_What this task involves_
For each line of the data below that holds "formulation", copy the line.

(Saved data entries)
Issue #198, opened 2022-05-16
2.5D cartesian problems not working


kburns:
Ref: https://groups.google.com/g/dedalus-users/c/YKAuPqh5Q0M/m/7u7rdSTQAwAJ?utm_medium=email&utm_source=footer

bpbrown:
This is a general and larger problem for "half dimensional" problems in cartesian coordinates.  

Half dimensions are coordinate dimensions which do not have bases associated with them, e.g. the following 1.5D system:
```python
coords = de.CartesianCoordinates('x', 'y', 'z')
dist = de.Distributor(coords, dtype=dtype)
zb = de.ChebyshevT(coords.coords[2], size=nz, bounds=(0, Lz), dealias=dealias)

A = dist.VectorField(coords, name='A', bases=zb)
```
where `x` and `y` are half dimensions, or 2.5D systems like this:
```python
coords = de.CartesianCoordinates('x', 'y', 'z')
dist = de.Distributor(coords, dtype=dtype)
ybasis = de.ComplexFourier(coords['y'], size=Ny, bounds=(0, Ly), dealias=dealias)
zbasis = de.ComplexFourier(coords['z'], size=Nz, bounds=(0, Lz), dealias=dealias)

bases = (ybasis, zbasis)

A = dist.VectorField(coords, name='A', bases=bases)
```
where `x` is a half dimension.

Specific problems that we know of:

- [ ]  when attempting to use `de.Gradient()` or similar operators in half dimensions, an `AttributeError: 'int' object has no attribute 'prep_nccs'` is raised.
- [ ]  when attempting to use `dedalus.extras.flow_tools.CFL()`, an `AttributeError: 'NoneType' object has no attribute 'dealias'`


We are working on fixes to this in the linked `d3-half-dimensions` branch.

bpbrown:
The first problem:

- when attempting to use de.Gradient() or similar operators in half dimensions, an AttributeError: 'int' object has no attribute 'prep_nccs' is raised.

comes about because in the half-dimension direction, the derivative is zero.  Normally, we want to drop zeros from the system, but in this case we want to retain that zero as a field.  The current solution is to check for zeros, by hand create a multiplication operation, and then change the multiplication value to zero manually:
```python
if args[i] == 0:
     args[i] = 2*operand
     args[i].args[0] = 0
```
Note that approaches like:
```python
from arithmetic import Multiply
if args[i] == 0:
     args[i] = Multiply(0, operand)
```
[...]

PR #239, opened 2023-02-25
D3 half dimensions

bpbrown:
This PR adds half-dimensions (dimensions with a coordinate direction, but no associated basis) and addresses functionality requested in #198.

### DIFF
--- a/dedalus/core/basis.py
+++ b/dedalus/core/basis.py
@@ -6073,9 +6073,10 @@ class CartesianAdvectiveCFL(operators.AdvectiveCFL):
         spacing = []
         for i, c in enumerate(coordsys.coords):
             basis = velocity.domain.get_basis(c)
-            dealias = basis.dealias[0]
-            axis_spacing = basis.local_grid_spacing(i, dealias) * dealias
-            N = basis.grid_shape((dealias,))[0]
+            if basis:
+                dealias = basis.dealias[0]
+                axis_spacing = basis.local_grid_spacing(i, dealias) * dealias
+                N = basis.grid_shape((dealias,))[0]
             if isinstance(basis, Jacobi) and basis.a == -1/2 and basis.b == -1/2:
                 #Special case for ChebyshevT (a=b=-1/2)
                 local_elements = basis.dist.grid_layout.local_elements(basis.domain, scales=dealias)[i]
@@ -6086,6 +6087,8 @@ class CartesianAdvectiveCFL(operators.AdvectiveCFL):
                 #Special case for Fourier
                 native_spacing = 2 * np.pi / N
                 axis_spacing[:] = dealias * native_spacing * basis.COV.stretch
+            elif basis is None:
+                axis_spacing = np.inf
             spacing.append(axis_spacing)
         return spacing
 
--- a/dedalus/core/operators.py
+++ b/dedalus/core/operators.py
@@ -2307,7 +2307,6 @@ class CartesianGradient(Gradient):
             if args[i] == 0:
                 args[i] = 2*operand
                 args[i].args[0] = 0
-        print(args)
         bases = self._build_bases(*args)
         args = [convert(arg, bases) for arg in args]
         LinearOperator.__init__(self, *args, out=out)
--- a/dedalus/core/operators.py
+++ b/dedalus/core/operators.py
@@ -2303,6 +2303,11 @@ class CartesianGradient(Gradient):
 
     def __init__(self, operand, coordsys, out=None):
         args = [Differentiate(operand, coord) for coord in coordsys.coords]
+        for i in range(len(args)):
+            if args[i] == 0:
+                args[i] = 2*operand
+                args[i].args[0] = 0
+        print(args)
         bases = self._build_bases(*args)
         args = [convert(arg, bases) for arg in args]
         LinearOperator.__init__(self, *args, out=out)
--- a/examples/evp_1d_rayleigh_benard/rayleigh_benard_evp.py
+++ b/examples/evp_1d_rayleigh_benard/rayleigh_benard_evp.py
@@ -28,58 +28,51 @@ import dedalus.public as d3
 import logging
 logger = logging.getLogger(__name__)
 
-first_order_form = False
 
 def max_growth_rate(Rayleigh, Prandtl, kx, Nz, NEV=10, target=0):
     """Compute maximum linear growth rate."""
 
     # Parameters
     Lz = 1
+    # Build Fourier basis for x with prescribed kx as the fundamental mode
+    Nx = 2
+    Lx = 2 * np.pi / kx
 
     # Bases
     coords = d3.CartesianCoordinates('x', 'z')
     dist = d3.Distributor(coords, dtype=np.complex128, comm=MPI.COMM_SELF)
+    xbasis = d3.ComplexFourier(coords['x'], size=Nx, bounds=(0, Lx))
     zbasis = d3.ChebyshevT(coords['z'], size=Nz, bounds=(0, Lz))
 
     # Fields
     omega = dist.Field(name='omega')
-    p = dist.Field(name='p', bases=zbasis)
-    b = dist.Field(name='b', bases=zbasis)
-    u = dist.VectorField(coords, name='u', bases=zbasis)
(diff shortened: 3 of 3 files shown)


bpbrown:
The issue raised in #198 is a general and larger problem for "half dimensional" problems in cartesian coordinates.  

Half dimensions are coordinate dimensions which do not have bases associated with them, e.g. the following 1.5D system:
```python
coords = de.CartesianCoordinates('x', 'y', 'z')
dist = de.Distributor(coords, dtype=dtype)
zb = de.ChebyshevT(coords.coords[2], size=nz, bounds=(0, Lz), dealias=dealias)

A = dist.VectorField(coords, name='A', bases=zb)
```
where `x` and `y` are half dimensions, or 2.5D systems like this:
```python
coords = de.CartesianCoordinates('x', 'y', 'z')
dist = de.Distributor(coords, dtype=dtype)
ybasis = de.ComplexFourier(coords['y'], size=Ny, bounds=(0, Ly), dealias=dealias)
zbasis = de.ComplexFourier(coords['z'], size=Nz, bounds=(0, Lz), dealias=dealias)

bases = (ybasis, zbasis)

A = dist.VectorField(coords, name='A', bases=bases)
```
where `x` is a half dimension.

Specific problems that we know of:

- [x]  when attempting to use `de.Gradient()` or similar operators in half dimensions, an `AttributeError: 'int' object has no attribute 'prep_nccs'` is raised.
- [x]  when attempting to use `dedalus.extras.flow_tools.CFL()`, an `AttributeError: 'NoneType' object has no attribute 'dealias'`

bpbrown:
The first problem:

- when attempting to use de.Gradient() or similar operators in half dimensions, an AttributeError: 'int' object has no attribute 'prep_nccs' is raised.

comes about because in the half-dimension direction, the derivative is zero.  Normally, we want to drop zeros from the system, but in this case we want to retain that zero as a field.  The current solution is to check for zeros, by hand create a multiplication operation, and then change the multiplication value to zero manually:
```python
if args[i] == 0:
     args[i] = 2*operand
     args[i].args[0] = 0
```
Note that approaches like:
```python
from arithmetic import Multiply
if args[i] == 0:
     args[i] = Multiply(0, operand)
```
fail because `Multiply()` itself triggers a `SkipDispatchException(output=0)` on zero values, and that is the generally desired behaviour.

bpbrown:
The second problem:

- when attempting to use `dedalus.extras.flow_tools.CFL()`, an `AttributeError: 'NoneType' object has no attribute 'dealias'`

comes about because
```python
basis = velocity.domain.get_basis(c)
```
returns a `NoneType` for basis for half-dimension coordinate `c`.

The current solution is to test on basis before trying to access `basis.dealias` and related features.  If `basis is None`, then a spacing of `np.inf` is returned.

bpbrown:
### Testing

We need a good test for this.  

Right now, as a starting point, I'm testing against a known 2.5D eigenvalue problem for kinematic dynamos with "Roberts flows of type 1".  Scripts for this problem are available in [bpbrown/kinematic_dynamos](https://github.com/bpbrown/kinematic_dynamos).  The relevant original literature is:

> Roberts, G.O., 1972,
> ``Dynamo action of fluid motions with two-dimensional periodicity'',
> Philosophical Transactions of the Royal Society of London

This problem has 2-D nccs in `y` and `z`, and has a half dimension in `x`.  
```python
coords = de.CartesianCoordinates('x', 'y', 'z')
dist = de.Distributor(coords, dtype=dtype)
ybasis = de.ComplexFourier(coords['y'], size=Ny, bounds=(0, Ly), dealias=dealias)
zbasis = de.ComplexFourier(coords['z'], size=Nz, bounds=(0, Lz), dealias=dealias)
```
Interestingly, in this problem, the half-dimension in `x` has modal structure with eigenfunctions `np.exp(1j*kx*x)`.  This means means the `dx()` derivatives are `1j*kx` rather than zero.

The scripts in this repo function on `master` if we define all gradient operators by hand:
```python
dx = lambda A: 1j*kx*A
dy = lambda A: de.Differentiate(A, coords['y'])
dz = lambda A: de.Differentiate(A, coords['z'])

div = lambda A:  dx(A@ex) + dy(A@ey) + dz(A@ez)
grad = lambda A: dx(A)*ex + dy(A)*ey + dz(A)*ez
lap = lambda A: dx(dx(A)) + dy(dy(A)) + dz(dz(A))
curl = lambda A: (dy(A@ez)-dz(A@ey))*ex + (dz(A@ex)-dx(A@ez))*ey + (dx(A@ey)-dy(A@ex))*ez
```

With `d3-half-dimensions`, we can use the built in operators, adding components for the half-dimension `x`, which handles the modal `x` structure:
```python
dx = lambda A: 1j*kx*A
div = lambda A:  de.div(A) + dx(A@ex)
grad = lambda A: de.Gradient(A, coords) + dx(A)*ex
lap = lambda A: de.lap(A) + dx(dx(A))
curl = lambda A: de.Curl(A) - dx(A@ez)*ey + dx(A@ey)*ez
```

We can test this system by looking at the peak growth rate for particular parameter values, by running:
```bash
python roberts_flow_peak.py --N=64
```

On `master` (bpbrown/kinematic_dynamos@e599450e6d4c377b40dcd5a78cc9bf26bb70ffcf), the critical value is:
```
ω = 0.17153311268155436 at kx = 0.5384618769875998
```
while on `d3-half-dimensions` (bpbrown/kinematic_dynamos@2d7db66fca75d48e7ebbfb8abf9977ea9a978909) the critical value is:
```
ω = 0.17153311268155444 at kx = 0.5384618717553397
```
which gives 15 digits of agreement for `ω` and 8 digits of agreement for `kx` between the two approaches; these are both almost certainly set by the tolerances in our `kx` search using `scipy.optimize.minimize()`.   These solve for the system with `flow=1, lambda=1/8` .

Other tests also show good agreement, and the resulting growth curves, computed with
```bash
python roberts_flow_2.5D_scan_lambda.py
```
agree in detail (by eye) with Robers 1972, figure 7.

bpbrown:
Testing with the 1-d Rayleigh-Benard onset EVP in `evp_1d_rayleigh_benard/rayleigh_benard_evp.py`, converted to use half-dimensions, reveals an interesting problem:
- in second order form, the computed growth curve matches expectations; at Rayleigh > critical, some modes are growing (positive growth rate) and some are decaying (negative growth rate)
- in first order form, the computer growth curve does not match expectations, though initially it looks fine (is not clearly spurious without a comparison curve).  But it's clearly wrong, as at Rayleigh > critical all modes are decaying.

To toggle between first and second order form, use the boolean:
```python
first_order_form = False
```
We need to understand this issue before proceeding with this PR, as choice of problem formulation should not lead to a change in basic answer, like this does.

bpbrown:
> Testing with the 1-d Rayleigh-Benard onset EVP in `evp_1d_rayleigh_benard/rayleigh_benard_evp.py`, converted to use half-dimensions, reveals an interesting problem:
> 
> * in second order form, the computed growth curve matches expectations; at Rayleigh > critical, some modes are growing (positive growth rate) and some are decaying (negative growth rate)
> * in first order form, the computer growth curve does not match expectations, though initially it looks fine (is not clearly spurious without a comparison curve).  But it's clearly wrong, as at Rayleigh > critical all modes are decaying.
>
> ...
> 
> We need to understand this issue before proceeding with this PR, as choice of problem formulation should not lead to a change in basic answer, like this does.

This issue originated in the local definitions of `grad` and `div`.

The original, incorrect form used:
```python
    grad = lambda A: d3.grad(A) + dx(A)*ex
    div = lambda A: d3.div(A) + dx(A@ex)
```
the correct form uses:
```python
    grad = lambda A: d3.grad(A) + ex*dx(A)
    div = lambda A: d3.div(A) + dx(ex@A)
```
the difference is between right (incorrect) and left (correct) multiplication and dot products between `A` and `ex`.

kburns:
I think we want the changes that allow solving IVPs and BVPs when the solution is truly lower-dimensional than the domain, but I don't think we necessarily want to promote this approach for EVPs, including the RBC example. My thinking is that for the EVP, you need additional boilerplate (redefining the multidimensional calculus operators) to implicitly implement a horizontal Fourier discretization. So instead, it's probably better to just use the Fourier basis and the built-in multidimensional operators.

_Reply_
We need to understand this issue before proceeding with this PR, as choice of problem formulation should not lead to a change in basic answer, like this does.
> We need to understand this issue before proceeding with this PR, as choice of problem formulation should not lead to a change in basic answer, like this does.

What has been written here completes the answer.